In order to assess the robustness of Hybrid-IA, we performed several comparisons with other metaheuristics, hyper-heuristics and the well-known greedy algorithm Louvain. We conducted a first comparison based on the modularity function maximization. However, due to the limitation of modularity optimization in detecting communities that are comparatively small, we performed other comparisons based on Normalized Mutual Information (NMI), Adjusted Rand Index (ARI) and Normalized Variation of Information (NVI), which are evaluation metrics commonly used in community detection that simply assess how similar the communities discovered are with respect to the real ones. All in all, after inspecting all the obtained outcomes and performing all the necessary comparisons, it clearly emerges how Hybrid-IA outperforms all metaheuristics and hyper-heuristics with which it was compared, in terms of best and mean modularity values. Focusing only on the comparison with Louvain, it is possible to assert that although Hybrid-IA finds slightly lower modularity values, it is still able to detect communities more similar to the real ones than those discovered by Louvain.

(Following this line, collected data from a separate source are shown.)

PR #3899, opened 2026-08-18
fix(SpotlightPopoverTour, PopupArrow): revert the arrow tip radius and even out the arrow-to-spotlight gap

saurav12:
Stacked on #3895 — review that one first, this PR targets its branch.

## Summary

**1. Reverted the arrow tip radius back to `2xsmall`.** In practice `xsmall` read as too rounded. `tipRadius` is a ratio scaled against the arrow's own width and height, so the effect grows much faster than the token number suggests — at `xsmall` it bows the arrow's straight edges rather than just blunting the tip. Reverting also takes the `Popover` and `Tooltip` snapshots back to their pre-existing output, so this stack no longer touches those two components at all.

The seam fix from #3895 is untouched and retained — matching the arrow's fill token and continuing the outline across the join was the right call, and it is what makes the body and the arrow read as one container.

**2. Evened out the gap between the arrow tip and the spotlight.** Nothing sets that gap directly. `TourPopover` offsets the popup by `spacing[4] + ARROW_HEIGHT` (24px) so that, after the arrow's own 12px protrusion, the tip lands `GAP` (12px) from the anchor's edge, while `TourMask` draws the halo 6px past the traced element — an intended constant 6px.

That only holds if both measure the same element, and they did not. The mask resolves the step's ref through `resolveSpotlightTarget` to trace the painted component, but `TourPopover` set its position reference to the raw ref. Any overhang between the wrapper and the component inside it was added straight to the gap, so a step whose wrapper is stretched by a flex row (`alignItems="stretch"`) sat visibly further from its spotlight than a step whose wrapper happened to match its card. `resolveSpotlightTarget` moves into the shared web utils and both sides now resolve through it.

Only `setPositionReference` uses the resolved element; `setReference` stays on the original step element, since that one is the interaction and focus target rather than the geometry source.

## Test plan

- [x] `yarn test:react SpotlightPopoverTour Popover Tooltip` — 46 tests pass
- [x] `Popover` and `Tooltip` snapshots verified byte-identical to `master`
- [x] Typecheck clean for every touched file
- [x] Storybook: step through the `SpotlightPopoverTour` default story and confirm the arrow sits the same distance from the spotlight on the Refunds step (stretched wrapper) as on the Disputes step
- [x] Confirm the arrow tip rounding matches the pre-#3895 appearance

## Notes

- The changeset from #3895 is edited rather than added to, so the merged changelog describes what actually ships. Its third section no longer claims the tip was rounded, and now documents the gap fix instead.
- React Native is unchanged. Its tour has no equivalent target resolution, so this mismatch cannot arise there in the same form.
- `TourMask`'s `padding` prop still means "total added across both axes" rather than per-side, so `spacing[4]` reads as 12 but paints 6. Left alone deliberately, but it is the remaining reason the numbers do not visually cancel.

### DIFF
--- a/.changeset/spotlight-tour-radius-seam-tip.md
+++ b/.changeset/spotlight-tour-radius-seam-tip.md
@@ -2,7 +2,7 @@
 '@razorpay/blade': minor
 ---
 
-fix(SpotlightPopoverTour, PopupArrow): match the spotlight to the highlighted component, remove the popover's arrow seam, and round the arrow tip
+fix(SpotlightPopoverTour): match the spotlight to the highlighted component, remove the popover's arrow seam, and even out the arrow-to-spotlight gap
 
 Three visual fixes. All three apply to light and dark — none introduces a colour-scheme branch.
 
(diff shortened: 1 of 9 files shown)


kamaleshs-bridge4 (dismissed):
## ✨ Agentic PR Review ✨

**Status:** Approved ✅

### UI Review

✅ 5 passed

<details>
<summary>Passing checks (5)</summary>

| Check |
|-------|
| ✅ [SpotlightPopoverTour Basic](https://61c19ee8d3d282003ac1d81c-namjbgwlbi.chromatic.com/?path=/story/components-spotlightpopovertour--basic) |
| ✅ [SpotlightPopoverTour CustomPlacement](https://61c19ee8d3d282003ac1d81c-namjbgwlbi.chromatic.com/?path=/story/components-spotlightpopovertour--custom-placement) |
| ✅ [Popover Default](https://61c19ee8d3d282003ac1d81c-namjbgwlbi.chromatic.com/?path=/story/components-popover--default) |
| ✅ [Tooltip Default](https://61c19ee8d3d282003ac1d81c-namjbgwlbi.chromatic.com/?path=/story/components-tooltip--default) |
| ✅ [Tooltip WithTitle](https://61c19ee8d3d282003ac1d81c-namjbgwlbi.chromatic.com/?path=/story/components-tooltip--with-title) |

</details>

### Usage

```jsx
import { SpotlightPopoverTour, SpotlightPopoverTourStep } from '@razorpay/blade/components';

<SpotlightPopoverTour
  steps={[
    {
      name: 'intro',
      title: 'Welcome',
      placement: 'top',
      content: () => <Text>A quick tour of this feature</Text>,
    },
  ]}
  isOpen={isOpen}
  activeStep={0}
  onStepChange={(step) => setActiveStep(step)}
  onFinish={() => setIsOpen(false)}
>
  <SpotlightPopoverTourStep name="intro">
    <Button>Get started</Button>
  </SpotlightPopoverTourStep>
</SpotlightPopoverTour>
```

saurabhdaware (dismissed):

swapnil-kr1 (approved):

Some improvements, as future works, are currently in progress. We are addressing, in particular, the problem of improving the execution time and the searchability of Hybrid-IA especially on very large networks, through an adaptive multi-level approach. In addition, since the algorithm is based on several fixed and user-defined parameters, we believe that a further significant improvement of its searchability could be obtained by dynamically adapting such parameters through Machine Learning and/or Hyper-Heuristics techniques.